**Try it**
Report back every line of the entries that contains "break", exactly as written.

Extracted records

=-=-=

PR #215, opened 2018-03-05
Build bundle information using dnf commands

matthewrsj:
* Build bundle information using dnf commands
  Deprecate use of chroot-building for each individual bundle. This allows
us to scale much easier on machines with limited disk space. Because
chroots are decoupled from manifest creation this also makes it possible
in the future to move to doing bundle builds on distributed machines and
allows our bundle numbers to scale. The bundle file list is stored in a
JSON file that is read later by the manifest creation step.

  This leaves a fallback in swupd/fullchroot.go to allow users to add
content to a chroot in order to extend a typical build.

* Overhaul tests to use new bundle creation method
  This overhaul leaves several tests using the old method of using chroots
to generate the update to verify we aren't totally deprecating the old
method.

Two other small fixes.

~~**NOTE**: I'm sure there will be changes that need to be made to this, just opening it up for discussion now so we can talk about the general direction. I'll keep working on cleaning it up and ask for reviews when I think it's ready for a full review.~~

### DIFF
--- a/builder/builder.go
+++ b/builder/builder.go
@@ -1362,6 +1362,14 @@ func (b *Builder) BuildChroots(template *x509.Certificate, privkey *rsa.PrivateK
 		}
 	}
 
+	// Generate the certificate needed for signing verification if it does not exist
+	if signflag == false && template != nil {
+		err := helpers.GenerateCertificate(b.Cert, template, template, &privkey.PublicKey, privkey)
+		if err != nil {
+			return err
+		}
+	}
+
 	if UseNewChrootBuilder {
 		// Get the set of bundles for which to build chroots
 		set, err := b.getFullMixBundleSet()
@@ -1405,30 +1413,22 @@ func (b *Builder) BuildChroots(template *x509.Certificate, privkey *rsa.PrivateK
 		if err != nil {
 			return err
 		}
-	}
 
-	// Generate the certificate needed for signing verification if it does not exist and insert it into the chroot
-	if signflag == false && template != nil {
-		err := helpers.GenerateCertificate(b.Cert, template, template, &privkey.PublicKey, privkey)
-		if err != nil {
-			return err
-		}
-	}
-
-	// Only copy the certificate into the mix if it exists
-	if _, err := os.Stat(b.Cert); err == nil {
-		certdir := b.StateDir + "/image/" + b.MixVer + "/os-core-update/usr/share/clear/update-ca"
-		err = os.MkdirAll(certdir, 0755)
-		if err != nil {
-			helpers.PrintError(err)
-			return err
-		}
-		chrootcert := certdir + "/Swupd_Root.pem"
-		fmt.Println("Copying Certificate into chroot...")
-		err = helpers.CopyFile(chrootcert, b.Cert)
-		if err != nil {
-			helpers.PrintError(err)
-			return err
+		// Only copy the certificate into the mix if it exists
+		if _, err := os.Stat(b.Cert); err == nil {
+			certdir := filepath.Join(b.StateDir, "image", b.MixVer, "os-core-update/usr/share/clear/update-ca")
+			err = os.MkdirAll(certdir, 0755)
+			if err != nil {
+				helpers.PrintError(err)
+				return err
+			}
+			chrootcert := filepath.Join(certdir, "/Swupd_Root.pem")
+			fmt.Println("Copying Certificate into chroot...")
+			err = helpers.CopyFile(chrootcert, b.Cert)
+			if err != nil {
+				helpers.PrintError(err)
+				return err
+			}
 		}
 	}
 
--- a/builder/bundleset.go
+++ b/builder/bundleset.go
@@ -32,8 +32,10 @@ type bundle struct {
 	Header   bundleHeader
 
 	DirectIncludes []string
-	DirectPackages []string
+	DirectPackages map[string]bool
 	AllPackages    []string
+
+	Files map[string]bool
 }
 
 type bundleSet map[string]*bundle
@@ -54,7 +56,11 @@ func validateAndFillBundleSet(bundles bundleSet) error {
 	}
 	for _, b := range sortedBundles {
 		var allPackages []string
-		allPackages = append(allPackages, b.DirectPackages...)
+		for k, v := range b.DirectPackages {
+			if v {
+				allPackages = append(allPackages, k)
+			}
+		}
 		for _, include := range b.DirectIncludes {
 			allPackages = append(allPackages, bundles[include].AllPackages...)
 		}
@@ -297,7 +303,10 @@ func parseBundle(contents []byte) (*bundle, error) {
 	}
 
 	b.DirectIncludes = includes
-	b.DirectPackages = packages
+	b.DirectPackages = make(map[string]bool)
+	for _, p := range packages {
+		b.DirectPackages[p] = true
+	}
 
 	return &b, nil
 }
--- a/builder/chroots.go
+++ b/builder/chroots.go
@@ -3,11 +3,13 @@ package builder
 import (
 	"bufio"
 	"bytes"
+	"encoding/json"
 	"fmt"
 	"io/ioutil"
 	"os"
 	"os/exec"
 	"path/filepath"
+	"regexp"
 	"sort"
 	"strings"
 	"sync"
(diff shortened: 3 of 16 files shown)


swupd/bundleinfo.go
```diff
@@ -0,0 +1,127 @@
...
+import (
+	"encoding/json"
+	"fmt"
+	"io/ioutil"
+	"os"
+	"path/filepath"
+	"strings"
+)
+
+type bundleInfo struct {
```
kevincwells: This looks nearly exactly like the `bundle` type. Why do we have both?

matthewrsj: Because I didn't want to import the builder package just to get the bundle struct... I suppose I could move both definitions to helpers? or some internal package not yet defined?

builder/bundleset.go
```diff
@@ -32,8 +32,10 @@ type bundle struct {
 	Header   bundleHeader
 
 	DirectIncludes []string
-	DirectPackages []string
+	DirectPackages map[string]bool
 	AllPackages    []string
+
+	Files map[string]bool
```
kevincwells: Is this actually used? I'm probably just missing it, but all references to `Files` I see in this patch are to the `bundleinfo` type or the `Manifest` type.

matthewrsj: Uh, yes. This is probably the most important data structure of this entire PR. Look in chroots.go. This is where all the files are stored (instead of there being actual chroots). This exact struct then gets written to a JSON file.

kevincwells: :wink: 'twas a case of GitHub helpfully hiding the entire `chroots.go` file

builder/bundleset.go
```diff
@@ -297,7 +301,11 @@ func parseBundle(contents []byte) (*bundle, error) {
 	}
 
 	b.DirectIncludes = includes
-	b.DirectPackages = packages
+	b.Files = make(map[string]bool)
```
kevincwells: It looks like this also gets init'd at L196 of `chroots.go` (aka, first line of `resolveFilesForBundle`). What do you think about leaving it nil here (i.e., don't use memory until we need it)? Or not re-init'ing it in `resolveFilesForBundle`.  I suggested leaving it nil first, though, just 'cause none of the `mixer bundle` commands use this field. Guess it's a pretty small amount of memory, though :)

swupd/bundleinfo.go
kevincwells: That's a pretty good reason. And [The Rule of Three](https://en.wikipedia.org/wiki/Rule_of_three_(computer_programming)) argues we shouldn't refactor it yet.

[The Go Blog](https://blog.golang.org/package-names) argues against us having a `helper` package altogether, and for pretty good reason.

Probably (someday) the right thing to do is to move the purely "bundle" related types and methods (the stuff that currently lives in `bundleset.go`, mostly) into a non-exported/internal `bundle` package that both builder and swupd import.

As I've said before, Mixer could use an overall organizational code refactor.

builder/chroots.go
```diff
@@ -80,6 +82,416 @@ func readBuildChrootsConfig(path string) (*buildChrootsConfig, error) {
...
+		}
+	}
+}
+
+func isBannedPath(path string) bool {
+	if path == "/" {
+		return true
+	}
+
+	bannedPaths := []string{
```
kevincwells: Since this doesn't change, should this get pulled up so it's not reinitialized every time `isBannedPath` is called (which, if I understand correctly, is for every file in the build)

matthewrsj: Absolutely, I'll do that. Good call.

builder/chroots.go
```diff
@@ -80,6 +82,416 @@ func readBuildChrootsConfig(path string) (*buildChrootsConfig, error) {
...
+	if strings.HasPrefix(path, "/usr/lib64/") {
+		return path
+	}
+	re = regexp.MustCompile(`^(/lib/)`)
+	return re.ReplaceAllLiteralString(path, "/usr/lib64/")
+}
+
+func addFileAndPath(destination map[string]bool, absPathsToFiles ...string) {
+	for _, file := range absPathsToFiles {
+		if isBannedPath(file) {
```
kevincwells: Is there any chance we want to know (i.e., output/log of some kind) when this case hits? (i.e., would the user want to know that a file is being skipped?)

builder/chroots.go
```diff
@@ -80,6 +82,416 @@ func readBuildChrootsConfig(path string) (*buildChrootsConfig, error) {
...
+	return nil
+}
+
+func resolveFiles(numWorkers int, set bundleSet, packagerCmd []string) error {
+	var err error
+	var wg sync.WaitGroup
+	fmt.Printf("Resolving files using %d workers\n", numWorkers)
+	wg.Add(numWorkers)
+	bundleCh := make(chan *bundle)
+	errorCh := make(chan error, numWorkers)
```
icarus-sparry: I think this code needs much more in the way of explanation. As far as I can see the ideas are very confused. You start up N workers, which keep reading work from the input channel, if they have any error then they write to the error channel, and the parent stops writing to the input chan.

So why does the worker try to read more work after it has sent an error? In particular this can lead to deadlock if you get many errors.

Because you have the error channel buffered this will potentially leave worker routines hanging around as the worker can send an error response and go back to reading the next task, the driver can choose at random if it should read something from the error channel or write something to the task channel, so the worker which has just detected a problem could (at random) start up new work, which can then error.

If the error channel say gets to 90% full, and then the driver exhausts the set and so calls wg.Done, and the remaining workers report more than another 10% of errors, then the workers will hang waiting for their error to be accepted into the error channel, and the driver will hang waiting for all the workers to exit.

When the worker detects an error send it down the error channel and break out of the range and hence call wg.Done rather than trying to create potentially more problems.

This ensures that each worker sends no more than one error response down the channel, and so the error channel is never unable to take all the messages and so the workers never block.

You should drain all of the errorCh, not just take either 0 or 1 value from it after you call wg.Wait.

builder/chroots.go
```diff
@@ -80,6 +82,416 @@ func readBuildChrootsConfig(path string) (*buildChrootsConfig, error) {
...
+		err = <-errorCh
+	}
+	return err
+}
+
+func parseNoopInstall(installOut string) []string {
+	pkgDeps := []string{}
+	inBlock := false
+	re := regexp.MustCompile("[[:space:]]([[:graph:]]*)[[:space:]]")
+	for _, line := range strings.Split(installOut, "\n") {
```
icarus-sparry: Why not split the installOut string into 3 parts first, at the "Installing dependencies" and the first blank line, and then process the lines in the middle part?

Using a regular expression to split the line apart is a bit heavyweight!

If you want to keep using a regular expression, compile it only (at most) once per run of mixer, not once per call to parseNoopInstall.

builder/chroots.go
```diff
@@ -80,6 +82,416 @@ func readBuildChrootsConfig(path string) (*buildChrootsConfig, error) {
...
+			}
+			fmt.Printf("... done with %s\n", bundle.Name)
+		}
+		wg.Done()
+	}
+	for i := 0; i < numWorkers; i++ {
+		go packageWorker()
+	}
+
+	for _, bundle := range set {
```
icarus-sparry: See comments about almost identical code around line 220.

builder/chroots.go
```diff
@@ -80,6 +82,416 @@ func readBuildChrootsConfig(path string) (*buildChrootsConfig, error) {
...
+		if !inBlock {
+			if !strings.Contains(line, "Installing dependencies:") {
+				continue
+			} else {
+				inBlock = true
+			}
+		}
+
+		// at this point we are inBlock of packages list to be installed
+		// next line break is the end of the packages list
```
icarus-sparry: I would like an example of what installOut should look like in the comments. It would make it a lot simpler to see if the code was doing the right thing, rather than seeing what the code is doing and hoping that if it is doing something that seems reasonable then it is correct. It also protects against future changes in dnf output.

builder/bundleset.go
matthewrsj: Fair. I think I was debugging the panic I got from not initing it at all and I accidentally put it in two places.

builder/chroots.go
matthewrsj: No, it would really spam if we reported every time we hit a banned path. I don't think we need to tell the user some things are getting skipped that have always been skipped by swupd.

builder/chroots.go
```diff
@@ -80,6 +82,416 @@ func readBuildChrootsConfig(path string) (*buildChrootsConfig, error) {
...
+		}
+	}
+	return false
+}
+
+// Clear Linux OS ships several symlinks in the filesystem package, and RPM
+// packages may install files to paths with one of these symlinks as a path
+// prefix. Short term, resolve file paths using the symlinks from the
+// filesystem. Long term, we need to check every path component and resolve.
+func resolveFileName(path string) string {
```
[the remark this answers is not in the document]
matthewrsj: Pushed a new implementation. I'm not sure I like it but let me know what you think. It is certainly faster than what I had before.

matthewrsj:
By the way, after this PR is reviewed I'll change `chroots.go` and other related `chroots` references to `bundles.go` and `bundles` references. I'm holding off on doing that for now so you can review this without *everything* being a change.

builder/bundleset.go
matthewrsj: done.

builder/chroots.go
matthewrsj: done.

builder/chroots.go
matthewrsj: done.

builder/chroots.go
matthewrsj: done.

validate-swupd.sh
```diff
@@ -131,7 +131,7 @@ for i in $(ls update/www); do
 
 	set -x
 	echo $next | sudo tee $(pwd)/update/www/version/format$3/latest
-	swupd update --path os-$i-install -u file://$(pwd)/update/www -C $(pwd)/Swupd_Root.pem
+	swupd update --path os-$i-install -F $3 -u file://$(pwd)/update/www -C $(pwd)/Swupd_Root.pem
```
icarus-sparry: If you are changing the line already, then please put double quotes around everything that should not be broken apart on whitespace, i.e.

    swupd update --path "os-$i-install" -F "$3" -u "file://$(pwd)/update/www" -C "$(pwd)/Swupd_Root.pem"

Also might be worth using `"$PWD"` rather than `"$(pwd)"` to avoid the need to start up a new shell.

builder/builder.go
```diff
@@ -1405,30 +1413,22 @@ func (b *Builder) BuildChroots(template *x509.Certificate, privkey *rsa.PrivateK
...
-		}
-		chrootcert := certdir + "/Swupd_Root.pem"
-		fmt.Println("Copying Certificate into chroot...")
-		err = helpers.CopyFile(chrootcert, b.Cert)
-		if err != nil {
-			helpers.PrintError(err)
-			return err
+		// Only copy the certificate into the mix if it exists
+		if _, err := os.Stat(b.Cert); err == nil {
+			certdir := b.StateDir + "/image/" + b.MixVer + "/os-core-update/usr/share/clear/update-ca"
```
icarus-sparry: filepath.Join perhaps

builder/builder.go
```diff
@@ -1405,30 +1413,22 @@ func (b *Builder) BuildChroots(template *x509.Certificate, privkey *rsa.PrivateK
...
+			err = os.MkdirAll(certdir, 0755)
+			if err != nil {
+				helpers.PrintError(err)
+				return err
+			}
+			chrootcert := certdir + "/Swupd_Root.pem"
```
icarus-sparry: filepath.Join perhaps

builder/bundleset.go
```diff
@@ -54,7 +56,9 @@ func validateAndFillBundleSet(bundles bundleSet) error {
 	}
 	for _, b := range sortedBundles {
 		var allPackages []string
-		allPackages = append(allPackages, b.DirectPackages...)
+		for k := range b.DirectPackages {
```
icarus-sparry: Should this check that the bool associated with k is true or do we assert we will only every remove things using delete rather than setting the value to false?

matthewrsj: I *was* relying on removing the keys if necessary, but it would be safer and more future-proof to check the bool as well.

validate-swupd.sh
matthewrsj: Done.

builder/builder.go
matthewrsj: Done.

builder/builder.go
matthewrsj: Done.

builder/bundleset.go
matthewrsj: Done.

builder/chroots.go
```diff
@@ -80,6 +82,459 @@ func readBuildChrootsConfig(path string) (*buildChrootsConfig, error) {
...
+	}
+
+	return ioutil.WriteFile(filepath.Join(bundleDir, bundle.Name), nil, 0644)
+}
+
+func buildFullChroot(cfg *buildChrootsConfig, b *Builder, set *bundleSet, packagerCmd []string, chrootVersionDir, version string) error {
+	fmt.Println("Installing all bundles to full chroot")
+	totalBundles := len(*set)
+	i := 0
+	for _, bundle := range *set {
```
tmarcu: `Optionally` next time could save a line and just do for i, bundle := ... etc 

:smile: :100:

icarus-sparry: Actually saves 2 lines, the `i := 0` and the `i++`

builder/builder.go
```diff
@@ -1362,6 +1362,14 @@ func (b *Builder) BuildChroots(template *x509.Certificate, privkey *rsa.PrivateK
 		}
 	}
 
+	// Generate the certificate needed for signing verification if it does not exist
```
tmarcu: Optional Comment: This  move seems completely random, looks better next to the block that installs it.

builder/chroots.go
matthewrsj: doh, I know how to write Go I swear. Done.

builder/builder.go
matthewrsj: Actually the move is not completely random. The cert needs to be generated before the bundles are built so it can be optionally put into the os-core-update bundle and the full chroot. I did modify the comment because I'm not doing the insertion at this point.

tmarcu: :+1:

=-=-=

**Final answer**
When the worker detects an error send it down the error channel and break out of the range and hence call wg.Done rather than trying to create potentially more problems.
+		// next line break is the end of the packages list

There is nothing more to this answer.